Getting realtime output using subprocess


I am trying to write a wrapper script for a command line program (svnadmin verify) that will display a nice progress indicator for the operation. This requires me to be able to see each line of output from the wrapped program as soon as it is output.

I figured that I'd just execute the program using subprocess.Popen, use stdout=PIPE, then read each line as it came in and act on it accordingly. However, when I ran the following code, the output appeared to be buffered somewhere, causing it to appear in two chunks, lines 1 through 332, then 333 through 439 (the last line of output)

from subprocess import Popen, PIPE, STDOUT

p = Popen('svnadmin verify /var/svn/repos/config', stdout = PIPE, 
        stderr = STDOUT, shell = True)
for line in p.stdout:
    print line.replace('\n', '')

After looking at the documentation on subprocess a little, I discovered the bufsize parameter to Popen, so I tried setting bufsize to 1 (buffer each line) and 0 (no buffer), but neither value seemed to change the way the lines were being delivered.

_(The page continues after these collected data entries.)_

PR #3157, opened 2022-12-05
chore: Add PR checks

marikaner:
Add checks on PRs. The checks run on changes to the PR metadata and on external PRs.
It checks:
- cc is used
- title is upper case
- there is a body and it is not the template
- there is a changelog that fits the cc preamble

Closes SAP/cloud-sdk-backlog#926.


YuanZhuang107 (commented):
I have a question regarding `.github/actions/check-pr/node_modules/`. Should this directory be ignored, or is it intended to include them?

marikaner:
> I have a question regarding `.github/actions/check-pr/node_modules/`. Should this directory be ignored, or is it intended to include them?

This is intended. For actions this is required unfortunately.

fwilhe:
> This is intended. For actions this is required unfortunately.

I've never worked with actions inline in the repo, but would not be building the action using [ncc](https://github.com/actions/setup-node/blob/main/package.json#L8) be a way to avoid that? this produces one big inlined js artifact which can be executed without node modules..

fwilhe:
Do we need the test files in the changeset dir?

.github/actions/check-pr/index.ts
```diff
@@ -0,0 +1,120 @@
...
+}
+
+function parseTitle(title: string): ParsedTitle {
+  const groups = title.match(
+    /(?<preamble>\w+)(\((?<topic>\w+)\))?(?<isBreaking>!)?: (?<description>.*)/
+  ).groups;
+  if (groups) {
+    return { ...groups, isBreaking: !!groups.isBreaking };
+  } else {
+    throw new Error('Could not parse PR title');
```
fwilhe, line 21: not an regex expert, but could we print more information to help understand what's wrong?

.github/actions/check-pr/index.ts
```diff
@@ -0,0 +1,120 @@
...
+function validateTitle(title: string | undefined): void {
+  if (!title) {
+    setFailed(
+      `PR title does not have a title (after conventional commit preamble).`
+    );
+  }
+
+  if (title[0] === title[0].toLowerCase()) {
+    setFailed(
+      `PR title title should be capitalized (after conventional commit preamble).`
```
fwilhe, line 46:
```suggestion
      `PR title title must be capitalized (after conventional commit preamble).`
```

if we throw an error it's not 'should'

.github/actions/check-pr/index.ts
```diff
@@ -0,0 +1,120 @@
...
+
+async function validateBody() {
+  const body = context.payload.pull_request.body.replace(/\r\n/g, '\n');
+  const prTemplate = await readFile(
+    resolve('.github', 'PULL_REQUEST_TEMPLATE.md'),
+    'utf-8'
+  );
+
+  if (!body || body === prTemplate) {
+    setFailed('PR should have a description');
```
fwilhe, line 103:
```suggestion
    setFailed('PR must have a description');
```

fwilhe (commented):
minor comments

marikaner:
> ncc

I think this is a nice improvement. But I would prefer to separate this from this PR, given that we have another action, that I would probably have to touch as well. I will create a ticket.

.github/actions/check-pr/package-lock.json
```diff
@@ -0,0 +1,431 @@
+{
+  "name": "check-pr",
```
florian-richter, line 2: [q] Why is this a `package-lock.json` and not `yarn.lock`?

.github/actions/check-pr/package.json
```diff
@@ -0,0 +1,14 @@
+{
+  "name": "check-pr",
```
florian-richter, line 2: [q] Could this be in a separate repo and just be released to NPM (and then called with `npx` or as a github action step) to avoid cluttering the SDK repo?

.changeset/other-test.md
```diff
@@ -0,0 +1,5 @@
+---
+'@sap-cloud-sdk/generator': minor
+---
+
+[Compatibility Notes] Deprecate the `generatePackageJson` option. Use `packageJson` instead.
```
florian-richter, line 5: I assume these test changeset files will be removed before the PR is merged. Otherwise I think they will pollute our release notes...

florian-richter (commented):
I am not a fan of putting all these files into our repo... hopefully there are alternative solutions.

marikaner:
> Do we need the test files in the changeset dir?

Nope, I removed them now. Good catch 👍

.github/actions/check-pr/index.ts
marikaner: I changed this quite a bit, I hope it is more readable now.

.github/actions/check-pr/package-lock.json
marikaner: I just did the same thing as with the other action. I think yarn might not be supported in GH actions, but I didn't want to try on this PR...

.github/actions/check-pr/package.json
marikaner: It could, but in my opinion this would be major overkill...

.changeset/other-test.md
marikaner: Yes, I forgot to remove them before.

.github/actions/check-pr/package-lock.json
fwilhe: I'm fine with npm, just wanted to mention that its possible to use yarn for actions, I've done so on my [personal open source project](https://github.com/fwilhe2/setup-kotlin)

marikaner: I guess, if we are using yarn it makes sense to do this here as well. Still, I prefer to do this in a separate PR to adjust the other action that we have as well. I created a ticket to checkout ncc, I will add this as well.

marikaner: => https://github.com/SAP/cloud-sdk-backlog/issues/995

.github/actions/check-pr/package.json
marikaner: Yes, they are, example => https://github.com/SAP/cloud-sdk-js/pull/2776. I ❤️ GH.

marikaner: I can add this publishing idea to the ticket. But I really would like to avoid additional complexity. Commiting node_modules is ugly, but not complex. Making changes in a separate repo and publishing is nicer, but much more complex.

fwilhe (approved):
LGTM

YuanZhuang107 (approved):
LGTM. Learned more about the rules of PR btw :)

At this point I was starting to grasp for straws, so I wrote the following output loop:

while True:
    try:
        print p.stdout.next().replace('\n', '')
    except StopIteration:
        break

but got the same result.

Is it possible to get 'realtime' program output of a program executed using subprocess? Is there some other option in Python that is forward-compatible (not exec*)?


Solution

  • I tried this, and for some reason while the code

    for line in p.stdout:
      ...
    

    buffers aggressively, the variant

    while True:
      line = p.stdout.readline()
      if not line: break
      ...
    

    does not. Apparently this is a known bug: http://bugs.python.org/issue3907 (The issue is now "Closed" as of Aug 29, 2018)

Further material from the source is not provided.